PR #569, opened 2016-09-29
feat(Segment): add `size` prop

### LINKED ISSUE #568: feat(Segment): add `size` prop
The Segment `size` prop is not documented in the primary SUI docs, however, it is supported.

https://github.com/Semantic-Org/Semantic-UI/blob/master/dist/components/segment.css#L752

We should add the `size` prop to the Segment.

layershifter:
Fixes #568.

I've added prop and tests, do we need add docs?

### DIFF
--- a/src/elements/Segment/Segment.js
+++ b/src/elements/Segment/Segment.js
@@ -1,3 +1,4 @@
+import _ from 'lodash'
 import cx from 'classnames'
 import React, { PropTypes } from 'react'
 
@@ -35,6 +36,7 @@ function Segment(props) {
     piled,
     raised,
     secondary,
+    size,
     stacked,
     tertiary,
     textAlign,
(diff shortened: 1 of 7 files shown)


src/elements/Segment/Segment.js
```diff
@@ -78,10 +81,11 @@ Segment._meta = {
   type: META.TYPES.ELEMENT,
   props: {
     attached: ['top', 'bottom'],
+    color: SUI.COLORS,
     floated: SUI.FLOATS,
-    textAlign: SUI.TEXT_ALIGNMENTS,
     padded: ['very'],
-    color: SUI.COLORS,
+    size: _.without(SUI.SIZES, 'medium'),
```
layershifter, line 87: There are no `medium` size.

levithomason:
Docs would be fantastic!

layershifter:
> Docs would be fantastic!

Added examples 👍

levithomason:
Awesome, thanks a million @layershifter.  Released in `stardust@0.48.3`.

__THE TASK__.
Search the material above for the word "layershifter", then copy out each line that has it.

__ANSWER TO THE PROBLEM__.
layershifter:
layershifter, line 87: There are no `medium` size.
layershifter:
Awesome, thanks a million @layershifter.  Released in `stardust@0.48.3`.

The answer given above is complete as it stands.